Stored records:

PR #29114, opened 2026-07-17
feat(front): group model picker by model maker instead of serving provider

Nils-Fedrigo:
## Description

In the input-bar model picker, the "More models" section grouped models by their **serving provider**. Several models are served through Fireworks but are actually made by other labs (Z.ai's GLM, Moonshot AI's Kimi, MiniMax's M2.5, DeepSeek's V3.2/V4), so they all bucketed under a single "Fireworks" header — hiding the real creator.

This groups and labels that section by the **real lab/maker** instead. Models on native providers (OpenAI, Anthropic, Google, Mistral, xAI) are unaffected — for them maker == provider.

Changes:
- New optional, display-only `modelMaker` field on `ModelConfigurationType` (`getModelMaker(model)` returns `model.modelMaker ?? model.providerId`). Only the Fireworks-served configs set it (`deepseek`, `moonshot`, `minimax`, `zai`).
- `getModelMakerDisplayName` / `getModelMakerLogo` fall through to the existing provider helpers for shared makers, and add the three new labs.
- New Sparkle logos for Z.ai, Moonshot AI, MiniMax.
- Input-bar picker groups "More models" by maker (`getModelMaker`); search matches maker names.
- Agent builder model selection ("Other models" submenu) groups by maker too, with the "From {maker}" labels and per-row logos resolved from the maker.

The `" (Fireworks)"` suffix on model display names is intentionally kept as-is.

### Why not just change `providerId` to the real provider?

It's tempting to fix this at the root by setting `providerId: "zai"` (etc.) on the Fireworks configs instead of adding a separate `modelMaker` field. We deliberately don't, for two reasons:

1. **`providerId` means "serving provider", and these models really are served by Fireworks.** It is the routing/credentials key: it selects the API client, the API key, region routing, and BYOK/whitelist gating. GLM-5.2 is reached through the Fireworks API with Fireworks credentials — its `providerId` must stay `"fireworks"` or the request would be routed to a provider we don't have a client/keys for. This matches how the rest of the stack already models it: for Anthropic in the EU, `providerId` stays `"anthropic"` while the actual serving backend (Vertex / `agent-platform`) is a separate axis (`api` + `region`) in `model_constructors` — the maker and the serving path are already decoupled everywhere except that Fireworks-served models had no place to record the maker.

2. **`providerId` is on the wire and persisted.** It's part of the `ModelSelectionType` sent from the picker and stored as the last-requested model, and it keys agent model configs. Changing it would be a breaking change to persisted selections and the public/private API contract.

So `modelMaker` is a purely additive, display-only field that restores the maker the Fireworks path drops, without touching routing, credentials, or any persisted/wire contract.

* * *

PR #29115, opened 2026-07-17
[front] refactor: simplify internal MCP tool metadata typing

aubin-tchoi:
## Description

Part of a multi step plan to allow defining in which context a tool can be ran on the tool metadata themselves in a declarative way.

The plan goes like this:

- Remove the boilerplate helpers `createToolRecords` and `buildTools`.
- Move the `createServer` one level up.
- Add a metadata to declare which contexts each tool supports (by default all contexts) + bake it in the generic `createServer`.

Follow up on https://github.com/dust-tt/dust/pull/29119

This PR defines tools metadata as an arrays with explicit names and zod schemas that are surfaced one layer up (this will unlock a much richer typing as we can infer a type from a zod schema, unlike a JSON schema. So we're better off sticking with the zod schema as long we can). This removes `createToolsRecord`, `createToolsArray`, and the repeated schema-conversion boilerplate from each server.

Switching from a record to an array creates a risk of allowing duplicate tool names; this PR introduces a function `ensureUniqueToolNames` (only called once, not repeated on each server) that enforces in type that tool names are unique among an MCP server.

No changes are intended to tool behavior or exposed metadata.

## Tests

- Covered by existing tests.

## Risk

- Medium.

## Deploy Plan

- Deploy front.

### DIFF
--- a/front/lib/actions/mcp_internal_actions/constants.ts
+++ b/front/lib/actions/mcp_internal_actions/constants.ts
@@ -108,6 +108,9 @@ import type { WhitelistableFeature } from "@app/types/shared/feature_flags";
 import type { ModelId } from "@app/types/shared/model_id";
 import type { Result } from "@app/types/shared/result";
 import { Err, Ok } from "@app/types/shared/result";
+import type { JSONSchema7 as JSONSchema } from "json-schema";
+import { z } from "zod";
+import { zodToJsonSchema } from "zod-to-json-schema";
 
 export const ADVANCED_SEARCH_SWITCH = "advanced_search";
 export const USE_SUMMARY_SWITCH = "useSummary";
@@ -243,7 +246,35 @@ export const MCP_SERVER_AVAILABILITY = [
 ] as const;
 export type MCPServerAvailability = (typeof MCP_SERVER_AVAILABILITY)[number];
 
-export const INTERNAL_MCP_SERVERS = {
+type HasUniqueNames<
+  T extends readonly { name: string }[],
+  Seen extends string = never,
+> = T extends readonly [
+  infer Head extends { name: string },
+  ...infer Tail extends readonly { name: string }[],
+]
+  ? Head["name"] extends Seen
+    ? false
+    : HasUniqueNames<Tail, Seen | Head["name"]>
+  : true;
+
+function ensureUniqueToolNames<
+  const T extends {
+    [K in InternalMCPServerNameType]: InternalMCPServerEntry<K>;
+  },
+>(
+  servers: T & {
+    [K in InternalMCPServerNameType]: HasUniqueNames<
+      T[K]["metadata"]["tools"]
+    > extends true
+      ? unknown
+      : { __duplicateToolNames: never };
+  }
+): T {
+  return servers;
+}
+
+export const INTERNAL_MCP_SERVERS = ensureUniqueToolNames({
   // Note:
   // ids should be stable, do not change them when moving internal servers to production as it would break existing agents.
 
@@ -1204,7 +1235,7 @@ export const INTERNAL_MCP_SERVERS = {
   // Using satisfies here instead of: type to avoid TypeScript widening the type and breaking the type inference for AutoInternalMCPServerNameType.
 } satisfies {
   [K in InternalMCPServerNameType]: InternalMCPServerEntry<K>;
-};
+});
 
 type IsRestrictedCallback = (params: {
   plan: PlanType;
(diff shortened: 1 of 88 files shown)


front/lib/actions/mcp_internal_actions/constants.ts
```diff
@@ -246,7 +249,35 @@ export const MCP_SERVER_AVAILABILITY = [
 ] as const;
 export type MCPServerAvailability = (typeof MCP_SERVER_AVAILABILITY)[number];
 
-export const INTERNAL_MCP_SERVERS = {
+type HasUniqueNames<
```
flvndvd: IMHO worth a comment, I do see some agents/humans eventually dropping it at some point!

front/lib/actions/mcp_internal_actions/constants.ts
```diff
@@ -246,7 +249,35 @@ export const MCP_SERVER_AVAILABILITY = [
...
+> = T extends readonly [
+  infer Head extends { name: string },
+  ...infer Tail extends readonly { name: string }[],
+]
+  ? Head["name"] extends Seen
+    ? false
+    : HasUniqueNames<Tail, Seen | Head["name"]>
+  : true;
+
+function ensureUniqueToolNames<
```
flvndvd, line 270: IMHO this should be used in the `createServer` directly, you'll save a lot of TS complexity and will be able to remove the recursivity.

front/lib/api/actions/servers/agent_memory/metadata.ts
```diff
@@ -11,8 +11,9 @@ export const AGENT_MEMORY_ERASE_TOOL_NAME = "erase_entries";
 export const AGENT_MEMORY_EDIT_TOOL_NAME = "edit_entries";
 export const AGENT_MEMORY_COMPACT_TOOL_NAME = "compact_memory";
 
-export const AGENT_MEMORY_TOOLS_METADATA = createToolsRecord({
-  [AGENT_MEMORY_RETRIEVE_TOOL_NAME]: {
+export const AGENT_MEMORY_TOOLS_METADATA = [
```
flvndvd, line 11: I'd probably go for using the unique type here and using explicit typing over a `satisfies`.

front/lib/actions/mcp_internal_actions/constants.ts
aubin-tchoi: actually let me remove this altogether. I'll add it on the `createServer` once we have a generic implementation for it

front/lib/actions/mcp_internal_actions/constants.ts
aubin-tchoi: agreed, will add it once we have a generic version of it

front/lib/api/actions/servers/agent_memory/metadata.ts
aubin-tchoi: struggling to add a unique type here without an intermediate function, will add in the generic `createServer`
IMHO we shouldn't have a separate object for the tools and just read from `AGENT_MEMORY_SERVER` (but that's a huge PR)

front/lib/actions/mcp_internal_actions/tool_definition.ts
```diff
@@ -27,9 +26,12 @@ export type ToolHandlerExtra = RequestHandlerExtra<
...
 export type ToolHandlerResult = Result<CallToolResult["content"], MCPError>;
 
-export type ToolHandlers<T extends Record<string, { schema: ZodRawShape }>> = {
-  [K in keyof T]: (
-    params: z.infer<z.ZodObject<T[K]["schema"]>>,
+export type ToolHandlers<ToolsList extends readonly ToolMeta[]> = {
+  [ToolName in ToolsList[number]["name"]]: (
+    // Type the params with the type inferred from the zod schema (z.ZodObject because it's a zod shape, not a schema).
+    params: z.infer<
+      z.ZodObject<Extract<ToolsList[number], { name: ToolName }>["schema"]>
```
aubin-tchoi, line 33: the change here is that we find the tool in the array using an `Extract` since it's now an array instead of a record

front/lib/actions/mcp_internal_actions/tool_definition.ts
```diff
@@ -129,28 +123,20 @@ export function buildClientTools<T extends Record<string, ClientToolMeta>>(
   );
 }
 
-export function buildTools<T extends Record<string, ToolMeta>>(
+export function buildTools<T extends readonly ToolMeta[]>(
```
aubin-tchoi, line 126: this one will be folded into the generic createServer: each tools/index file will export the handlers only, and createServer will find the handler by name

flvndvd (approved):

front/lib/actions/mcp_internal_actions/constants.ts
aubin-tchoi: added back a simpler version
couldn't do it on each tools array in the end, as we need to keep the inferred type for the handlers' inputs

● PROBLEM DETAILS: Reproduce verbatim the lines above, from the line with "export const ADVANCED_SEARCH_SWITCH" through the line with "Seen extends string".

● TASK OUTPUT:
 export const ADVANCED_SEARCH_SWITCH = "advanced_search";
 export const USE_SUMMARY_SWITCH = "useSummary";
@@ -243,7 +246,35 @@ export const MCP_SERVER_AVAILABILITY = [
 ] as const;
 export type MCPServerAvailability = (typeof MCP_SERVER_AVAILABILITY)[number];
 
-export const INTERNAL_MCP_SERVERS = {
+type HasUniqueNames<
+  T extends readonly { name: string }[],
+  Seen extends string = never,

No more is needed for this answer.